Kuzma Vassilyevitch stood for some time petrified and stared at the
strange creature without blinking; and she, too, gazed at him without
stirring an eyelid. At last he recovered himself and moved with small
steps towards her.
The dark face began gradually smiling. There was a sudden gleam of
white teeth, the little head was raised, and lightly flinging back the
curls, displayed itself in all its startling and delicate beauty.
«What little imp is this?» thought Kuzma Vassilyevitch, and, advancing
still closer, he brought out in a low voice:
«Hey, little image! Who are you?»
«Come here, come here,» the «little image» responded in a rather husky
voice, with a halting un-Russian intonation and incorrect accent, and
she stepped back two paces.
Kuzma Vassilyevitch followed her through the doorway and found himself
in a tiny room without windows, the walls and floor of which were
covered with thick camel’s-hair rugs. He was overwhelmed by a strong
smell of musk. Two yellow wax candles were burning on a round table in
front of a low sofa. In the corner stood a bedstead under a muslin
canopy with silk stripes and a long amber rosary with a red tassle at
the end hung by the pillow.
«But excuse me, who are you?» repeated Kuzma Vassilyevitch.
«Sister … sister of Emilie.»
«You are her sister? And you live here?»
«Yes … yes.»
Kuzma Vassilyevitch wanted to touch «the image.» She drew back.

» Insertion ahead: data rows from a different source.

PR #4275, opened 2022-08-18
refactor unit tests to use static_asserts - Account and PublicKey

ckeshava:
use type_traits and static asserts instead of unit tests

- [ X ] Refactor (non-breaking change that only restructures code)
- [ X ] Tests (You added tests for code that already exists, or your new feature included in this PR)


src/ripple/protocol/PublicKey.h
```diff
@@ -131,6 +131,12 @@ class PublicKey
     }
 };
 
+static_assert(std::is_default_constructible_v<PublicKey>);
+static_assert(std::is_copy_constructible_v<PublicKey>);
+static_assert(std::is_move_constructible_v<PublicKey>);
```
chennakeshava1998, line 136: Is it a good practise to check for move constructibility? PublicKey class only has the compiler provided default move constructor.

scottschurr: Speaking only for myself, I think it's often good practice to check at compile time whether a given class has the expected interfaces, regardless of whether they are coded explicitly or provided implicitly by the compiler.  If a user defines copy, move, and/or assignment this can have unexpected consequences unless you (and the readers of your code) know C++ backwards and forwards.  `static_asserts` like these provide an easy compile-time way to see if you have the interface you expect.  They also provide a flag in case someone unintentionally changes that interface in the future.

chennakeshava1998: ok, thanks for the clarification!!

src/test/protocol/PublicKey_test.cpp
```diff
@@ -433,32 +433,11 @@ class PublicKey_test : public beast::unit_test::suite
...
-                KeyType::secp256k1, generateSeed("masterpassphrase")));
-
-        PublicKey pk2(pk1);
-        BEAST_EXPECT(pk1 == pk2);
-        BEAST_EXPECT(pk2 == pk1);
-
-        PublicKey pk3;
-        pk3 = pk2;
-        BEAST_EXPECT(pk3 == pk2);
-        BEAST_EXPECT(pk1 == pk3);
```
nbougalis, line 453: I like these tests and I don't think we should remove them. They verify several things:
- the copy constructor and assignment operators; and
- the equality operator.

If anything, I think they ought to be expanded to cover:
- things like self-assignment and self-move-assignment; and
- other comparison operators.

src/test/jtx/Env_test.cpp
```diff
@@ -49,13 +49,6 @@ class Env_test : public beast::unit_test::suite
...
-        {
-            Account a;
-            Account b(a);
-            a = b;
-            a = std::move(b);
-            Account c(std::move(a));
-        }
         Account("alice");
         Account("alice", KeyType::secp256k1);
         Account("alice", KeyType::ed25519);
```
nbougalis, line 54: I'm not sure what these things test here... that these constructors are callable? If so, then these can be converted to `static_assert`.

src/test/protocol/PublicKey_test.cpp
chennakeshava1998: I agree with your third and fourth bullet point about self assignment.
But do we need these tests even after having static_asserts for checking copy-construction, copy-assignment etc?

src/test/jtx/Env_test.cpp
chennakeshava1998: Yes, I think the portion of the code I have removed tests copy and move constructors' callability.

src/test/protocol/PublicKey_test.cpp
ximinez: > I agree with your third and fourth bullet point about self assignment. But do we need these tests even after having static_asserts for checking copy-construction, copy-assignment etc?

I was thinking about this same issue. The static asserts, AFAIK, only check that the functions _exist_. Actually doing the copy, assignment, etc. allows us to verify that the functions _work correctly_, which is way more important.

chennakeshava1998: oh interesting. I was under the assumption that static_asserts also check for the correctness of the function. 

In that case, we will need these unit tests even after having static_asserts.

I'll make the necessary changes, thanks.

intelliot:
@ckeshava what are your latest thoughts on this change?

ckeshava:
I believe using static_asserts is a good programming practice, it helps improve the readability of the code too.

scottschurr (changes requested):
There were tests removed from PublicKey_test.cpp.  The test method was called `testMiscOperations()`.  Reviewers requested that those tests not be removed.  It looks like the pull request has not yet re-added those tests.  Let's get `testMiscOperations()` re-added.

ckeshava:
Hi Scott,
thanks for the review. I'm doing my final exams now, is it okay if I take a look at this after a few weeks? Thanks!

scottschurr:
Hi @ckeshava, sure.  No hurry on my account.  I left the comment because I was nudged by @intelliot.

I hope your exams go well.  Don't let this distract you.  It will wait.

ckeshava:
thank you scott!

ckeshava:
I have addressed the comments on the PR. Please let me know if this looks ok. I can merge/collapse the commits into one single commit. @intelliot  @scottschurr

intelliot:
> I can merge/collapse the commits into one single commit.

There is no need for that, as the PR will be squashed when it is merged.

Can you suggest a final commit message for the squashed commit?

src/test/jtx/Account.h
```diff
@@ -145,6 +146,12 @@ class Account
     std::string human_;  // base58 public key string
 };
 
+static_assert(std::is_default_constructible_v<Account>);
+static_assert(std::is_copy_constructible_v<Account>);
+static_assert(std::is_move_constructible_v<Account>);
+static_assert(std::is_copy_assignable_v<Account>);
+static_assert(std::is_move_assignable_v<Account>);
```
seelabs, line 153: I don't see a lot of value is adding static asserts like this. For example, in the rare cases when you make a class that should be default constructable not-default constructable you'll find that out when you try to use it. I don't object too strongly if you really want to add these although I do prefer the code without it.

ckeshava:
Ok. The final commit message could be: "If merged, this commit includes
additional static_assert statements. Certain old tests are eliminated to
reduce redundancy in unit tests."
Regards,
Keshava

src/test/jtx/Account.h
ckeshava: yeah, that's a reasonable critique. i forgot the context with which I began making this change 😅

seelabs:
@ckeshava The commit message shouldn't include the phrase "If merged...". If we're reading this in the git log, it's been merged, and if we include that phrase every commit message would contain the same starting phrase.

ckeshava:
Got it, okay.
Regards,
Keshava

src/test/jtx/Env_test.cpp
```diff
@@ -49,13 +49,6 @@ class Env_test : public beast::unit_test::suite
     testAccount()
     {
         using namespace jtx;
-        {
-            Account a;
-            Account b(a);
-            a = b;
-            a = std::move(b);
-            Account c(std::move(a));
-        }
```
scottschurr, line 58: I'm not a huge fan of the `static_asserts` being sprinkled in PublicKey.h and jtx/Account.h.  I've actually done similar stuff when I was designing new classes and I wanted to be confident I had the right semantics.  But it was usually during initial design.  I've also sometimes added similar `static_assert`s if I was modifying a class that I suspected I didn't understand well.

However both `PublicKey` and `jtx::Account` are well exercised and wrung out classes.  And we're not modifying them.  Adding the `static_assert`s there does not really improve our confidence that the classes are doing the right thing.  We already have pretty good confidence in that.

If we move our focus to the (above) code in the braces, that code is just verifying that all of the usual constructors and assignment operators compile and don't crash if they execute.  So we could hypothetically replace them with `static_assert`s like this:
```
        static_assert(std::is_default_constructible_v<Account>);
        static_assert(std::is_copy_constructible_v<Account>);
        static_assert(std::is_move_constructible_v<Account>);
        static_assert(std::is_copy_assignable_v<Account>);
        static_assert(std::is_move_assignable_v<Account>);
```
But there's a (small) problem here as well.  The `static_assert`s only show that the compiler is fine with calling those special member functions.  What the `static_assert`s _don't_ demonstrate is whether calling those special member functions crashes.  So by switching to the `static_assert`s we are actually reducing our test coverage.

Now, in truth, at this point in time we're pretty well convinced that all these special member functions:

1. Are callable,
2. Don't crash,  and
3. Actually do what they are expected to do (which, incidentally, the code in braces does not verify).

So, while the changes in this pull request are interesting, I don't know that they actually bring a lot of value to the code base.

I'm open to discussion if you have questions or disagree.

scottschurr (commented):
This is an interesting pull request.  But I'm not convinced that it brings a lot of value to the code base.  Thanks for the submission, but at the moment I'm inclined to close the pull request without merging.  Details for why are in the comment.

Don't be discouraged.  You're learning new stuff.  Thanks for the effort.

ckeshava:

«How is it she has never spoken of you?»
«Could not … could not.»
«You are in concealment then … in hiding?»
«Yes.»
«Are there reasons?»
«Reasons … reasons.»
«Hm!» Again Kuzma Vassilyevitch would have touched the figure, again
she stepped back. «So that’s why I never saw you. I must own I never
suspected your existence. And the old lady, Madame Fritsche, is your
aunt, too?»
«Yes … aunt.»
«Hm! You don’t seem to understand Russian very well. What’s your name,
allow me to ask?»
«Colibri.»
«What?»
«Colibri.»
«Colibri! That’s an out-of-the-way name! There are insects like that
in Africa, if I remember right?»
XV
Colibri gave a short, queer laugh … like a clink of glass in her
throat. She shook her head, looked round, laid her guitar on the table
and going quickly to the door, abruptly shut it. She moved briskly and
nimbly with a rapid, hardly audible sound like a lizard; at the back
her hair fell below her knees.
«Why have you shut the door?» asked Kuzma Vassilyevitch.
Colibri put her fingers to her lips.
«Emilie … not want … not want her.»
Kuzma Vassilyevitch grinned.
«I say, you are not jealous, are you?»
Colibri raised her eyebrows.
«What?»
«Jealous … angry,» Kuzma Vassilyevitch explained.
«Oh, yes!»
«Really! Much obliged…. I say, how old are you?»
«Seventen.»
«Seventeen, you mean?»
«Yes.»
Kuzma Vassilyevitch scrutinised his fantastic companion closely.